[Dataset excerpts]
PR #460, opened 2016-11-30
Fix Internal Visualizer

jselstad:
Add a ton of duplicate code to do a separate but parallel temporal warp for images (so hands and images can be temporally matched).

Includes grabbing seperate timestamps for images...

### DIFF
--- a/Assets/LeapMotion/Scripts/LeapServiceProvider.cs
+++ b/Assets/LeapMotion/Scripts/LeapServiceProvider.cs
@@ -73,6 +73,9 @@ namespace Leap.Unity {
 
     protected Matrix4x4[] _transformArray = new Matrix4x4[2];
 
+    [NonSerialized]
+    public long imageTimeStamp = 0;
+
     public override Frame CurrentFrame {
       get {
         return _transformedUpdateFrame;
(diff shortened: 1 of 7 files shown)


Assets/LeapMotion/Scripts/LeapServiceProvider.cs
```diff
@@ -220,7 +223,7 @@ public class LeapServiceProvider : LeapProvider {
       } else {
         leap_controller_.Frame(_untransformedUpdateFrame);
       }
-
+      imageTimeStamp = leap_controller_.FrameTimestamp();
```
Amarcolina: Why is FrameTimestamp considered to be the image timestamp?  In LeapImageRetriever we request images based on the timestamp of CurrentFrame.

Assets/LeapMotion/Scripts/VR/LeapVRTemporalWarping.cs
```diff
@@ -157,7 +157,7 @@ protected struct TransformData {
         return false;
       }
 
-      TransformData past = transformAtTime(leapTime - warpingAdjustment * 1000);
+      TransformData past = transformAtTime((leapTime - warpingAdjustment * 1000)+20000);
```
Amarcolina: Where is this new number coming from?

jselstad:
Closing this since it's served its purpose as a PR (showing the diff and whatnot).

PR #463, opened 2016-12-01
Clean up Service Provider for cheap Late Latching/Android

jselstad:
Update the LeapC and LeapCSharp .dlls with better ones (that can extrapolate and get late latching data cheaply).

Clean up the Service Provider and refactor the late-latching section


Amarcolina:
Making a note that we will need to get 32 bit dlls from somewhere

PR #474, opened 2016-12-14
Adding basic package builder

Amarcolina:
I figured since this package manager exists, we might as well use it to help standardize our package building process.  Note that this makes NO CHANGES to our stance on how packages are presented to the user.  All it does is give us a big button we can use to build our packages automatically :)

I'd still like a number of eyes on this though, just to be sure

To test:
 - [x] Make sure you can still build EXE's and that there are no errors
 - [x] Make sure that the build menu appears up in the menu bar and allows you to build packages
 - [x] Make sure you can build all packages.  The first time you build it will prompt you to select a build destination for each package.
 - [x] Make sure you are able to build a single package by the build menu
 - [x] Make sure you are able to build a single package via the build button on the package itself
 - [ ] Make sure you are able to create new packages, and that the inspector interface functions as expected
 - [x] Make sure that the dependencies defined by the packages are correct


jselstad:
Does the package manager belong in the LeapMotionModules folder or in the root Assets folder?

Assets/LeapMotionModules/Package/Editor/PackageDefinitionEditor.cs
```diff
@@ -0,0 +1,211 @@
...
+      string relativePath = Uri.UnescapeDataString(relativeUri.ToString());
+
+      if (toUri.Scheme.Equals("file", StringComparison.InvariantCultureIgnoreCase)) {
+        relativePath = relativePath.Replace(Path.AltDirectorySeparatorChar, Path.DirectorySeparatorChar);
+      }
+
+      return relativePath;
+    }
+
+    private void generateBuildMenuScript() {
```
jselstad: It tickles my brain that the menu script generator is shorter than the generated script...

Amarcolina:
I guess it could go in either location, but I like to think of it still as a module of functionality that could theoretically be exported to other locations (even though I'm guessing we won't have any plans to release this)

Assets/LeapMotionModules/Package/Editor/PackageDefinitionEditor.cs
```diff
@@ -0,0 +1,211 @@
...
+        lines.Add("    public static void Build_" + guid + "() {");
+        lines.Add("      PackageDefinition.BuildPackage(\"" + guid + "\");");
+        lines.Add("    }");
+      }
+
+      lines.Add("  }");
+      lines.Add("}");
+      lines.Add("");
+
+      File.WriteAllLines("Assets/LeapMotionModules/Package/Editor/PackageDefinitionBuildMenuItems.cs", lines.ToArray());
```
jselstad: Not critical, just curious; any reason why List<string> over StringBuilder?

nickjbenson:
Building InteractionEngine as a module worked and I assumed everything was fine, but I noticed the .unitypackage failed to contain IE.ldat (which was specified as a dependency in the package), so the resulting IE Example project (+ Core module) didn't work and the unitymodule would have been a dud. I think this is bad behavior for a magic button, so I propose that if any files don't exist that are marked as dependencies, it should fail to build the unitypackage and raise a red Error message in the Console.

Amarcolina:
Nice catch!  I added in a check, if any dependent files are missing, it will pop up an error to alert the user and it will fail to produce a .unitypackage.  I opted for a popup-dialog instead of a console error to make it more visible to the user that something bad has happened.  If the user didn't notice that a build failed, they might go to the build folder like normal and use an old build.

protodeep:
Alright, ran it through its paces here.  Merging.

PR #477, opened 2016-12-15
Add MinValue/MaxValue support for Vector2 and Vector3

nickjbenson:
Because sometimes I want my Vector2s to have minimum nonzero X and Y values, and Vector3s for good measure because why not, and MaxValue too because also why not.

### DIFF
--- a/Assets/LeapMotion/Scripts/Attributes/MaxValue.cs
+++ b/Assets/LeapMotion/Scripts/Attributes/MaxValue.cs
@@ -19,13 +19,19 @@ namespace Leap.Unity.Attributes {
         property.floatValue = Mathf.Min(maxValue, property.floatValue);
       } else if (property.propertyType == SerializedPropertyType.Integer) {
         property.intValue = Mathf.Min((int)maxValue, property.intValue);
-      }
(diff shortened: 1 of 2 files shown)


Assets/LeapMotion/Scripts/Attributes/MaxValue.cs
```diff
@@ -19,13 +19,19 @@ public class MaxValue : CombinablePropertyAttribute, IPropertyConstrainer {
         property.floatValue = Mathf.Min(maxValue, property.floatValue);
       } else if (property.propertyType == SerializedPropertyType.Integer) {
         property.intValue = Mathf.Min((int)maxValue, property.intValue);
-      }
+      } else if (property.propertyType == SerializedPropertyType.Vector2) {
+        property.vector2Value = new Vector2(Mathf.Min(minValue, property.vector2Value.x), Mathf.Min(minValue, property.vector2Value.y));
```
Amarcolina: `property.vector2Value = Vector2.Min(property.vector2Value, Vector2.one * minValue);`
Is a little bit smaller, and can be more easily expanded to Vector3 (and why no love for Vector4? D:)

PR #479, opened 2017-01-13
Add MovingReferenceFrame Option to UIInputModule

jselstad:
Add MovingReferenceFrame Option to UIInputModule under the Advanced Section; check it to support moving reference frames in your UI (at the slight additional cost of retransforming the leap hand data for the EventSystem "Process" callback).

Also ensure that your event system is childed to your moving reference frame to ensure the visual cursors do not lag behind either.


jselstad:
Wrong target branch

PR #480, opened 2017-01-13
Add option to retransform Leap Frames for UI Input

jselstad:
Add MovingReferenceFrame Option to UIInputModule under the Advanced Section; check it to support moving reference frames in your UI (at the slight additional cost of retransforming the leap hand data for the EventSystem "Process" callback).

Also ensure that your event system is childed to your moving reference frame to ensure the visual cursors do not lag behind either.


jo3w4rd:
Tested both UI and Mobile UI example scenes with a motor script and they behaved properly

(EXERCISE DETAILS):
On how many lines of the data does "warpingAdjustment" appear? Give only that number.

(ANSWER SPACE):
2